Bu bilgili din adamlarından biri de, “Makasıd el İslam” kitabının yazarı büyük Tunuslu fakih ve müfessir Şeyh el Tahir bin Aşur’dur. Kitabının önsözünde şöyle der: “Felaketler ve talihsizlikler zamanında, eğer yollar karışırsa, fakihin ümmetin işlerini yönetirken izleyeceği en geniş yol, menfaat yoludur. Bu açık yolu ve beyaz yöntemi takip etmezse, İslam’ın genel ve ebedi bir din olmasını engellemiş demektir.”

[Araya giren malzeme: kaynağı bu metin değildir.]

PR #953, opened 2022-04-03
fix #351: Solution 1: enforce weights.shape = x.shape for tuple axis

### LINKED ISSUE #351: ht.average() should allow weighted average across multiple axes

Mystic-Slice:
Issue/s resolved: #351

## Type of change

Documentation update

## Due Diligence

yes / no

skip ci


mtar:

ClaudiaComito (changes requested):
@Mystic-Slice thanks a lot for taking this on and  welcome to our legacy code 😬 

I vaguely remember implementing `ht.average`, it seems so overly complicated now.

I agree with your solution 1, we can enforce - just like numpy - that `weights.shape == a.shape` if averaging along more than one axis. They must be distributed along the same split axis as well.

The distributed operation itself can be simplified quite a bit, as it's just:

`(a*weights).sum(axis)/weights.sum(axis)`

`a*weights` calls `_operations.__binary_op()` and `ht.sum()` calls `_operations.__reduce_op()`, those will take care of sanitizing, communication when needed, etc.

Please go ahead and make the changes whenever you feel comfortable. Thanks a lot!

Mystic-Slice:
Hey @ClaudiaComito!
Sorry for the late reply!
I think the changes that you requested are already present in the code.
See lines 286 - 299

Mystic-Slice:
Changes moved to a new branch. See, https://github.com/helmholtz-analytics/heat/pull/1037

PR #961, opened 2022-04-09
Fixes #814

### LINKED ISSUE #814: numpy.loadtxt vs heat.load_csv
**Description**
load_csv is not from numpy API but behaves differently than naive use of numpy.loadtxt.

**To Reproduce**
```
import numpy as np
import heat as ht

a = np.zeros(8)
np.savetxt("a.csv", a, delimiter=',')

a1 = np.loadtxt("a.csv", delimiter=',')  # fix a: ndmin=2
a2 = ht.load_csv("a.csv")                # fix b: .squeeze()

assert a1.shape == a2.shape, f"Expected shape {a1.shape} but got shape {a2.shape}"
print(f"ok: {a1.shape}")
```

**Expected behavior**
Both shapes identical.

**Illustrative**
If applicable, add screenshots or minimal examples to help explain your problem.

**Version Info**
latest at the time

**Additional comments**
Squeezing the HeAT array after reading or adding `ndmin=2` to `loadtxt` makes it the same (see "ndmin" arg here https://numpy.org/doc/stable/reference/generated/numpy.loadtxt.html)

@coquelin77 Not sure if this is really an issue, just an observation.

marianna13:
## Description

Issue/s resolved: #814

## Changes proposed:
- Apply NumPy `squeeze` function to data that we read in `load_csv` function. It makes sure we don't get unnecessary dimensions to an array. E,g. array with shape (2,) will be loaded as an array with shape (2,1). This minor fix will make sure that shapes of arrays loaded with NumPy's `loadtxt` function will have equal shapes as arrays loaded with `load_csv`.

## Type of change

## Due Diligence
- [ x] All split configurations tested
- [ x] Multiple dtypes tested in relevant functions

no


mtar:

ClaudiaComito (changes requested):
@marianna13 thanks for contributing and sorry for getting back to you so late.

The arrays we're "squeezing" are actually pytorch tensors, so we should apply `torch.squeeze`. Afterwards we can look into the tests.

ClaudiaComito:
closing this as no distributed test cases

PR #982, opened 2022-06-23
Chunk function for CSR sparse arrays

Mystic-Slice:


mtar:

ClaudiaComito (changes requested):
Thanks a lot @Mystic-Slice for taking this on. 

Before we can apply `chunk`  or `sparse_csr_array`, we have to have a functioning csr_matrix class. I've added a list of missing attributes, let's start building on those.

Thanks a lot!

PR #983, opened 2022-07-01
Signal processing: fully distributed 1D convolution

shahpratham:
## Description
Heat currently supports 1D convolution with only distributed signals. This PR add support for performing 1D convolution with fully distributed signal as well as the kernel.

### Changes done:
- Support added for 1D convolution with all existing modes.
- Pads uneven local weights with zero when input kernel is unevenly distributed.
- Used `bcast` to send kernel/ weights among the processes.
- Applying convolution on local signal and weights.
- Slicing and adding up the calculated signal_filtered 
- Modified and added documentation and correctness tests.

### Approach of solving:
Whenever the kernel `v`, is distributed, we must find the convolution of all distributed kernels with signals and store it in a DNDarray. Later, compute the filtered signal by slicing a chunk of the size of our output's (convolution) shape from each row of the DNDarray and adding them along its column to get our result.

Added the diagram of the same for better understanding [here](https://jamboard.google.com/d/1e1n-Py7drEk1JwmwH7_WKQaeL-gV6DDfz9G6UluJ8cE/edit?usp=sharing)

skip ci


mtar:

heat/core/signal.py
```diff
@@ -45,9 +45,11 @@ def convolve(a: DNDarray, v: DNDarray, mode: str = "full") -> DNDarray:
         Contrary to the original `numpy.convolve`, this function does not
         swap the input arrays if the second one is larger than the first one.
         This is because `a`, the signal, might be memory-distributed,
-        whereas the filter `v` is assumed to be non-distributed,
-        i.e. a copy of `v` will reside on each process.
+        whereas the filter `v` may or may not be distributed,
+        i.e. a copy of `v` may reside on each process.
```
ClaudiaComito, line 49: Now we can deal with distributed kernels, so we can improve consistency with numpy by swapping `a` and `v` if `a` is smaller than `v`, correct?

heat/core/signal.py
```diff
@@ -105,20 +115,32 @@ def convolve(a: DNDarray, v: DNDarray, mode: str = "full") -> DNDarray:
...
         # apply halos to local array
         signal = a.array_with_halos
     else:
         signal = a.larray
 
+    # flip filter for convolution as Pytorch conv1d computes correlations
+    v = flip(v, [0])
+    if v.larray.shape != v.lshape_map[0]:
+        # pads weights if input kernel is uneven
+        target = torch.zeros(v.lshape_map[0][0], dtype=v.larray.dtype)
```
ClaudiaComito, line 133: specify `device`

ClaudiaComito (changes requested):
Thanks a lot @shahpratham , great job! 

I have some minor comments but also am thinking of ways the two communication loops could be merged into one.

heat/core/signal.py
shahpratham: yes, will make the required changes.

heat/core/signal.py
```diff
@@ -105,20 +115,32 @@ def convolve(a: DNDarray, v: DNDarray, mode: str = "full") -> DNDarray:
     a = pad(a, pad_size, "constant", 0)
 
     if a.is_distributed():
-        if (v.shape[0] > a.lshape_map[:, 0]).any():
-            raise ValueError("Filter weight is larger than the local chunks of signal")
+        if (v.lshape_map[:, 0] > a.lshape_map[:, 0]).any():
+            raise ValueError(
+                "Local chunk of filter weight is larger than the local chunks of signal"
+            )
```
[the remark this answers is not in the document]
shahpratham: yes, did it above.  
But when,
```python
a = ht.array([1, 1, 1, 1], split=0)
v = ht.array([1, 1, 1])
```
we should raise this error, because it shouldn't work when no. of processes is more than 2.

shahpratham:
@ClaudiaComito have made all the suggested changes.

heat/core/signal.py
```diff
@@ -77,24 +84,23 @@ def convolve(a: DNDarray, v: DNDarray, mode: str = "full") -> DNDarray:
...
-        raise ValueError("Filter size must not be greater than or equal to signal size")
     if mode == "same" and v.shape[0] % 2 == 0:
         raise ValueError("Mode 'same' cannot be used with even-sized kernel")
 
+    if v.shape[0] > a.shape[0]:
+        a, v = v, a
+
     # compute halo size
-    halo_size = v.shape[0] // 2
+    halo_size = int(v.lshape_map[0][0] / 2)
```
krajsek, line 96: This does not work. The halo size cannot depend on the local size of the first process, as this is arbitrary, e.g. 
one can set the local filter size at process 1 to zero with redistribute_, resulting in halo_size=0, regardless of the actual filter size.

krajsek (changes requested):
1.)Please number the branch

2.)To make it  more compatible with numpy, scalar values should also be allowed, e.g. np.convolve(1,2)

heat/core/signal.py
shahpratham: Basically, what I want is to have `halo_size` be the maximum local size of the `v`. I initially assumed `v` to be balanced. 

> local filter size at process 1 to zero with redistribute_

So, yes this won't work,I'll change `halo_size`  to be the maximum of all local chunk size.

My method works with balanced tensor on process, so if the distribution is uneven, I pad the local chunk with 0 till halo_size is reached. 

Will change this :+1:

shahpratham:
> 1.)Please number the branch

Won't doing close this PR?

image

> 2.)To make it more compatible with numpy, scalar values should also be allowed, e.g. np.convolve(1,2)

Yes, done :+1:

heat/core/signal.py
krajsek: If the maximum local size will work you can do: 
halo_size = torch.max(v.lshape_map[:, 0]).item() // 2

krajsek:
> > 1.)Please number the branch
> 
> Won't doing close this PR?

yes, it seems so. Now it is not so important, but in the future the numbering helps to connect branches and PRs.

> 
> image
> 
> > 2.)To make it more compatible with numpy, scalar values should also be allowed, e.g. np.convolve(1,2)
> 
> Yes, done 👍

heat/core/signal.py
shahpratham: yes, done.

heat/core/signal.py
```diff
@@ -127,22 +149,54 @@ def convolve(a: DNDarray, v: DNDarray, mode: str = "full") -> DNDarray:
         signal = signal.to(float_type)
         weight = weight.to(float_type)
```
ClaudiaComito, line 151: Looks like `v` needs to be cast to float on GPU as well, GPU tests fail later at line 158
 
Screenshot 2022-11-24 at 09 43 43

shahpratham: done, does it works now?

heat/core/signal.py
```diff
@@ -77,24 +88,23 @@ def convolve(a: DNDarray, v: DNDarray, mode: str = "full") -> DNDarray:
...
-        raise ValueError("Filter size must not be greater than or equal to signal size")
     if mode == "same" and v.shape[0] % 2 == 0:
         raise ValueError("Mode 'same' cannot be used with even-sized kernel")
 
+    if v.shape[0] > a.shape[0]:
+        a, v = v, a
+
     # compute halo size
-    halo_size = v.shape[0] // 2
+    halo_size = torch.max(v.lshape_map[:, 0]).item() // 2
```
krajsek, line 100: This seems to only partially solve the problem. It works for some configuration but for others it gives wrong results, for example on two processes:
import heat as ht 
import torch 
signal = ht.ones((7,), split=0)
weight = ht.ones((5,), split=0)
target_map = torch.zeros((weight.comm.size, 1), dtype=torch.int)
target_map[0, 0] = 4
target_map[1, 0] = 1
weight.redistribute_(target_map=target_map)
print(ht.convolve(signal, weight))

leads to:
DNDarray([1., 2., 3., 4., 5., 5., 5., 5., 5., 4., 3.], dtype=ht.float32, device=cpu:0, split=0)

whereas the correct result must be:
DNDarray([1., 2., 3., 4., 5., 5., 5., 4., 3., 2., 1.], dtype=ht.float32, device=cpu:0, split=0)

krajsek (changes requested):

heat/core/signal.py
shahpratham: yes, this convolve only supports weights which are balanced on all nodes, otherwise slicing method doesn't work due to more entries in `global_signal_filtered` as halo_size increased

krajsek: I see, however these cases should be caught in any case, either by an error message or by rebalancing as getting wrong results is dangerous.

shahpratham: yes, even I think error message should be given. will do this asap.

krajsek: o.k., the code seems to be in a good shape now, from my side I would approve a PR. Nice work!

ClaudiaComito: Thanks @shahpratham , @krajsek , I'll approve and merge. Well done @shahpratham ! 👏🏼

ClaudiaComito (approved):

ClaudiaComito (approved):

PR #1089, opened 2023-02-05
Speed up array declaration when possible in `io`module

shahpratham:
## Description

Replaced factories.array with DNDarray in io.py 
Issue/s resolved: #797 

## Changes proposed:
- factories.array -> dndarray.DNDarray

## Type of change

enhancement

## Due Diligence

no


ClaudiaComito (changes requested):
Proposing a few small changes. Apologies for the delay @shahpratham !

ClaudiaComito (approved):
Thanks a lot!

PR #1094, opened 2023-02-07
Fix division precision error in `random` module

### LINKED ISSUE #1076: [Bug]: Random/Randn does not work in particular setting
### What happened?

`randn` (and `rand`) produce an error in certain constellations

```shell
# run with 11 MPI-processes 

import heat as ht
A = ht.random.randn(6667,3523,dtype=ht.float64,split=1)
```

```shell
RuntimeError: shape '[6667, 320]' is invalid for input of size 2133439
  File "developing.py", line 77, in <module>
    A = ht.random.randn(6667,3523,dtype=ht.float64,split=1)
  File "/home/hopp_fa/heat/heat/core/random.py", line 643, in randn
    normal_tensor = rand(*args, dtype=dtype, split=split, device=device, comm=comm)
  File "/home/hopp_fa/heat/heat/core/random.py", line 472, in rand
    values = __int64_to_float64(torch.stack([x_0, x_1], dim=1).flatten()[lslice]).reshape(
RuntimeError: shape '[6667, 320]' is invalid for input of size 2133439
```

### Version

1.2.x

### Python version

3.8

### PyTorch version

1.12

### MPI version

```shell
mpi4py 3.1.3
```

Mystic-Slice:
## Description

_**Copied over from issue 1076**_
Apparently, torch has some precision problems during division. The division operation, that takes place when the number of elements in each process is calculated, causes some problem.

**Code:**
```
import torch
print(f"Number of elements in tensor: 6667*3523={23487841}")
print(23487841/3523)
print(torch.tensor(23487841)/3523)
```

**Output:**
```
Number of elements in tensor: 6667*3523=23487841
6667.0
tensor(6666.9995)
```

This small precision error is blown up when the number of elements is huge. That's probably why the tests did not catch the bug because the number of elements were small enough.

Issue/s resolved: #1076 

## Type of change

Bug fix

## Due Diligence
- [ ] Title of PR is suitable for corresponding CHANGELOG entry

no

### DIFF
--- a/heat/core/random.py
+++ b/heat/core/random.py
@@ -114,8 +114,8 @@ def __counter_sequence(
         raise ValueError("Shape is to big with {} elements".format(total_elements))
 
     if split is None:
-        values = torch.ceil(total_elements / 2)
-        even_end = total_elements % 2 == 0
+        values = total_elements.item() // 2 + total_elements.item() % 2
+        even_end = total_elements.item() % 2 == 0
         lslice = slice(None) if even_end else slice(None, -1)
         start = c_1
         end = start + int(values)
--- a/heat/core/random.py
+++ b/heat/core/random.py
@@ -125,7 +125,7 @@ def __counter_sequence(
         counts, displs, _ = comm.counts_displs_shape(shape, split)
 
         # Calculate number of local elements per process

Bunu, Mevdudi’nin şu görüşüyle karşılaştırın; “Müslümanlar diğer dünya milletleri gibi bir millet değildir. Mesele, İslam'ın toplumsal dünya sisteminin tamamını yıkmak ve kendi fikrine göre yeniden inşa etmek isteyen devrimci bir fikir ve devrimci bir metot olmasıdır.” Bir yanda bilge ve basiretli bir alimin sözleri, diğer yanda sert, gergin, düşüncesiz ve bulanık gören birinin sözleri. Evet, Mevdudi’nin Hint Müslümanlarının durumu nedeniyle bunları söylemek için özel nedenleri olabilir, ama bu sorunlu düşüncelerine bağlı kalmamızı haklı göstermez. Her halükarda, şeriat kavramı Seyyid Kutub, Mevdudi ve onları kaynak kabul edenlerden çok daha geniştir. Kaynak demişken, Arapçada şeriat kelimesinin kökeni Lisanul Arap sözlüğüne göre ‘su kaynağı’dır.
Son olarak, büyük alim Şehristanî, Milel ve Nihal adlı kitabında şu açıklayıcı soruyu sorar: “Kendisi sonsuz olmayan bir varlık sonsuzu nasıl kat edebilir?”